-- About this task --
Restate, word for word, the lines from the opening line of the data through the line containing "MakeswiftStyle emits one", both included, and nothing else.

-- Extracted information --
PR #1315, opened 2026-05-29
Stable class CSS runtime

Codeseph:
The PR description is in: [ARR-1034: Linear PR Description: Stable Class CSS Runtime](https://linear.app/commerce/issue/ARR-1034/linear-pr-description-stable-class-css-runtime)

The new css runtime is in `packages/runtime/src/runtimes/react/css-runtime`


packages/runtime/src/runtimes/react/css-runtime/styles-registry.ts
```diff
@@ -0,0 +1,290 @@
...
+
+    const perPrecedenceProps = [
+      resetPrecedenceStylesProps,
+      mediumPrecedenceStylesProps,
+      highPrecedenceStylesProps,
+    ]
+    return includeEmpty
+      ? perPrecedenceProps
+      : perPrecedenceProps.filter(props => props.href.length > 0)
+  }
```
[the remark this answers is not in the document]
Codeseph: The duplication brought up here does not occur

> "Client MakeswiftStyle emits one tag per class with that class as href"

While the JSX reads as though there's a single `<style>` tag per `href`, React's hoisting logic will often create a combined `<style>` tag (see [(3a) here](https://linear.app/commerce/issue/ARR-801/probe-react-19-hoisting-behavior#comment-28354685)) similarly to what I'm manually doing in the code above. It might be the case that React's logic for combining tags only happens on the server, and that client-side React always hoists tags individually. I don't know. But what matters is the implications for potential duplication of `<style>`s.

The meaningful question is whether a `<style>` that's **manually** created during SSR and combines many different `href` values (and corresponding css) can actually be discovered by client-side React such that it doesn't render new (duplicate) `<style>`s. That question should be asked for all of the cases where we _don't_ rely on React's native hoisting behavior to move `<style>`s from the `<body>` to the `<head>` during SSR. This means probing the behavior in pages router and in frameworks that use our wrappers around `renderToReadableStream` and `renderToPipeableStream`. 

In the screenshot below I'm testing against a pages router host. The top portion is showing the SSR payload, and the bottom is showing what's in the DOM some time after page load. You can see that
(A) the SSR'd `<style>` elements have **not** been duplicated by client-side React
(B) `<style>`s that are newly added by client-side React (i.e., from dragging and dropping in a new component via the Makeswift builder) are hoisted in a way that "recognizes" the `<style>`s that were manually created and placed in the `<head>`. This is demonstrated most directly by the placement of the `<style>` element outlined in green to be below the SSR'd `<style>` of matching `precedence' (medium), and above the SSR'd `<style>` with high `precedence`.

image

packages/runtime/src/next/document.tsx
```diff
@@ -10,24 +8,50 @@ import NextDocument, {
...
+      pull them from the styles registry and place them in the `<head>` manually.
+      This is a special case for pages router, where React hoisting will not work during
+      SSR.
+    */
+    ctx.renderPage = () => {
+      return originalRenderPage({
+        enhanceComponent: Component => props => (
+          <RootStyleRegistry stylesRegistry={stylesRegistry} shouldRenderStyleElements={false}>
+            <Component {...props}></Component>
+          </RootStyleRegistry>
```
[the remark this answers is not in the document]
Codeseph: This occurred to me earlier in the week and I meant to address it. A good catch

packages/runtime/src/runtimes/react/css-runtime/styles-registry.ts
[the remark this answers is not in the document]
Codeseph: Regarding `href` deduplication and how React knows which `href`s have already been hoisted:

image

packages/runtime/src/next/document.tsx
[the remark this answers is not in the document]
Codeseph: Fixed

image

packages/runtime/src/next/document.tsx
```diff
@@ -10,31 +8,50 @@ import NextDocument, {
...
-      ),
+      styles: ssrStyleElements,
     }
   }
 
   render() {
     return (
       <Html>
-        <Head />
+        <Head>{this.props.styles}</Head>
```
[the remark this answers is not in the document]
Codeseph: Oversight from rushing to fix pages router this last week. Fixed.

packages/runtime/src/runtimes/react/css-runtime/styles-registry.ts
```diff
@@ -0,0 +1,290 @@
...
+    const highPrecedenceStylesProps = this.getPropsForHighPrecedenceStyles()
+
+    const perPrecedenceProps = [
+      resetPrecedenceStylesProps,
+      mediumPrecedenceStylesProps,
+      highPrecedenceStylesProps,
+    ]
+    return includeEmpty
+      ? perPrecedenceProps
+      : perPrecedenceProps.filter(props => props.href.length > 0)
```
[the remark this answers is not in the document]
Codeseph: This is true, and is called out in my comment:

image


Right now I'm intentionally omitting the empty tags because, in multi-root scenarios (such as MoS), the consequences are fairly obnoxious. See the empty tags coming from each region below, and note how they "break up" the `precedence` blocks:
image

Something I briefly considered would be to have `renderToReadableStream` and `renderToPipeableStream` return `<style>` attributes/content as an array of objects so that users who are rendering multiple React roots can combine all of them into a sequence of `<style>` elements that is properly ordered by precedence. This of course complicates our APIs in `packages/hono-react`, `packages/react-router`, and `packages/express-react`. But it's worth considering.

packages/runtime/src/runtimes/react/css-runtime/browser-dynamic-styles-bridge.ts
```diff
@@ -0,0 +1,66 @@
...
+  private handleWrite({
+    className,
+    currentData,
+    initialData,
+  }: {
+    className: string
+    currentData: ControlledStyleData
+    initialData: ControlledStyleData
+  }) {
+    if (currentData === initialData || this.isDisposed) return
```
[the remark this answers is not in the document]
Codeseph: A regression introduced yesterday, fixed

packages/runtime/src/next/document.tsx
```diff
@@ -1,7 +1,5 @@
 'use client'
 
-import { cache } from '@emotion/css'
```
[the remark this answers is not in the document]
Codeseph: Unrelated to this PR

packages/runtime/src/runtimes/react/css-runtime/components/controlled-styles.tsx
```diff
@@ -0,0 +1,43 @@
...
+  className: string
+  styleData: ControlledStyleData
+  options?: { precedence?: string }
+}): ReactNode {
+  useEffect(() => {
+    const onBoxModelChange = styleData.onBoxModelChange
+    if (onBoxModelChange == null) return
+    const element = document.querySelector(`.${className}`)
+    return pollBoxModel({ element, onBoxModelChange })
+  }, [className])
```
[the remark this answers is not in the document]
Codeseph: Updated the effect dependency

packages/runtime/src/runtimes/react/controls/control.tsx
```diff
@@ -9,33 +9,51 @@ import {
...
+    [stylesheet.key()],
   )
 
-  stylesheetFactory.useDefinedStyles()
-
-  return children(value)
+  return (
+    <>
+      {children(value)}
+      {styleElements}
```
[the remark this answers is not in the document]
Codeseph: It's fair to say that the namespace here should be sectioned off similarly to `useLegacyControlledStyle`. I'll change the namespace to include the prop path components through the Slate leaf, which will look like

image

and prevent each `ControlValue` (per leaf/element, see screenshot at bottom of comment) from trying to render every `<style>` element used across the Slate editor. In practice the actual `<style>` elements get deduplicated by React (by `href`), but this is still a good catch

----------------------------------------

image

packages/runtime/src/runtimes/react/css-runtime/components/controlled-styles.tsx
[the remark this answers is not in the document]
Codeseph: update: removed it because it led to this flashing of the margin/padding areas

https://github.com/user-attachments/assets/4ff61ccb-21f2-4e9e-bba2-bd6d3fffc327

packages/runtime/src/runtimes/react/css-runtime/hooks/use-css-reset.ts
```diff
@@ -0,0 +1,30 @@
...
+  }
+  stylesRegistry.setCssReset(styleData)
+  const href = `makeswift-css-reset-${contentHash}`
+
+  const styleElement = React.createElement(MakeswiftStyle, {
+    key: contentHash,
+    href: href,
+    css: content,
+    precedence: MakeswiftStylePrecedence.RESET,
+  })
```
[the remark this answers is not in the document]
Codeseph: For the so-called "base styles"

The old CSS runtime did not run them through the Emotion cache, which means that there was no CSS preprocessor being used on them (recall that the Emotion serializer itself does not perform preprocessing: [ARR-780: Document layers involved in Emotion's conversion of a JS styles object to a css string](https://linear.app/commerce/issue/ARR-780/document-layers-involved-in-emotions-conversion-of-a-js-styles-object))

I tested what difference would be made by utilizing the preprocessor versus not, and there was no difference, so I went ahead and added the usage just to avoid confusion, and in case the contents of our "base styles" ever change such that this becomes consequential... 

image

Probably a waste of time, but oh well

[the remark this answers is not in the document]
Codeseph: For CSS resets - 
these were in fact being run through a CSS preprocessor, by way of the Emotion cache
 
image

So I've also updated CSS resets to flow through our css preprocessor

packages/runtime/package.json
```diff
@@ -201,11 +201,11 @@
...
   "peerDependencies": {
-    "@types/react": "^18.0.0 || ^19.0.0",
-    "@types/react-dom": "^18.0.0 || ^19.0.0",
+    "@types/react": "^19.0.0",
+    "@types/react-dom": "^19.0.0",
     "next": "^13.4.0 || ^14.0.0 || ^15.0.0",
-    "react": "^18.0.0 || ^19.0.0",
-    "react-dom": "^18.0.0 || ^19.0.0"
+    "react": "^19.0.0",
+    "react-dom": "^19.0.0"
```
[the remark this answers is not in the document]
Codeseph: changed 'next' peer dependency to be  >= 15

packages/runtime/src/next/components/tests/components/__snapshots__/button-component-rendering.test.tsx.snap
```diff
@@ -194,120 +221,112 @@ exports[`correctly renders button component with link 1`] = `
...
+      box-shadow 0.15s ease-in-out;
   }
-
-  .emotion-3:hover {
+  .ms-wg7e91 :hover {
     background: #000000;
   }
-
-  .emotion-3:active {
+  .ms-wg7e91 :active {
```
Codeseph: Looking into what's going on here (why there's a space between the class and the pseudoselector, which changes the behavior)

Codeseph: This was a place where we were relying on one of Emotion's stylis plugins to assume an intended `&` that isn't explicitly written in the JS styles object, for example:

image


The result of assuming an intended `&` before a pseudo class is that the resulting preprocessed css would be `.my-class:active` instead of `.my-class :active`. I intentionally did not recreate this plugin behavior in the new css runtime. More on this later, the issue where we originally discovered this is: https://linear.app/commerce/issue/ARR-780/document-layers-involved-in-emotions-conversion-of-a-js-styles-object#comment-2ffdf228.

Codeseph: Anyway, to deal with this I've gone back and updated builtin components to be explicit by including the nesting selector (`&`) before pseudo classes

packages/runtime/src/next/components/tests/components/__snapshots__/box-component-rendering.test.tsx.snap
```diff
@@ -82,55 +145,57 @@ exports[`correctly renders box component with background image 1`] = `
...
     align-self: auto;
   }
 }
 
 @media only screen and (max-width: 575px) {
-  .emotion-5 {
+  .ms-7cpjp3 {
     -webkit-align-self: auto;
     -ms-flex-item-align: auto;
+    -ms-grid-row-align: auto;
```
Codeseph: Our css preprocessor (`stylis`) is configured to use a vendor prefixer, and that prefixer is adding the `ms-grid-row-align` property that wasn't in the snapshot output previously. 

Image

The vendor prefixer is responsible for adding `-webkit-align-self`, `-ms-flex-item-align`, and `-ms-grid-row-align` declarations in this case. You can see this by removing the `prefixer` from the middleware config shown in the screenshot above, and regenerating this snapshot:

Image

So I think the "before" snapshot output here (for the `emotion-5` class) can be explained by Emotion using a custom vendor prefixer that produced `-webkit-align-self` and `-ms-flex-item-align` property declarations, but **not** `ms-grid-row-align`. 

And the "after" snapshot output here (for `ms-7cpjp3`) can be explained by our use of the out-of-the-box vendor prefixer from `stylis`, rather than a custom prefixer

packages/runtime/src/next/components/tests/components/__snapshots__/box-component-rendering.test.tsx.snap
```diff
@@ -82,55 +145,57 @@ exports[`correctly renders box component with background image 1`] = `
...
     align-self: auto;
   }
 }
 
 @media only screen and (min-width: 576px) and (max-width: 768px) {
-  .emotion-5 {
+  .ms-7cpjp3 {
     -webkit-align-self: auto;
     -ms-flex-item-align: auto;
+    -ms-grid-row-align: auto;
```
Codeseph: see my [comment](https://github.com/makeswift/makeswift/pull/1315/changes#r3807396299) on where this new declaration comes from

packages/runtime/src/next/components/tests/components/__snapshots__/box-component-rendering.test.tsx.snap
```diff
@@ -82,55 +145,57 @@ exports[`correctly renders box component with background image 1`] = `
...
+.ms-1vg8v23 {
   display: flex;
 }
 
 @media only screen and (min-width: 769px) {
-  .emotion-5 {
+  .ms-7cpjp3 {
     -webkit-align-self: auto;
     -ms-flex-item-align: auto;
+    -ms-grid-row-align: auto;
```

-- Answer space --
PR #1315, opened 2026-05-29
Stable class CSS runtime

Codeseph:
The PR description is in: [ARR-1034: Linear PR Description: Stable Class CSS Runtime](https://linear.app/commerce/issue/ARR-1034/linear-pr-description-stable-class-css-runtime)

The new css runtime is in `packages/runtime/src/runtimes/react/css-runtime`


packages/runtime/src/runtimes/react/css-runtime/styles-registry.ts
```diff
@@ -0,0 +1,290 @@
...
+
+    const perPrecedenceProps = [
+      resetPrecedenceStylesProps,
+      mediumPrecedenceStylesProps,
+      highPrecedenceStylesProps,
+    ]
+    return includeEmpty
+      ? perPrecedenceProps
+      : perPrecedenceProps.filter(props => props.href.length > 0)
+  }
```
[the remark this answers is not in the document]
Codeseph: The duplication brought up here does not occur

> "Client MakeswiftStyle emits one tag per class with that class as href"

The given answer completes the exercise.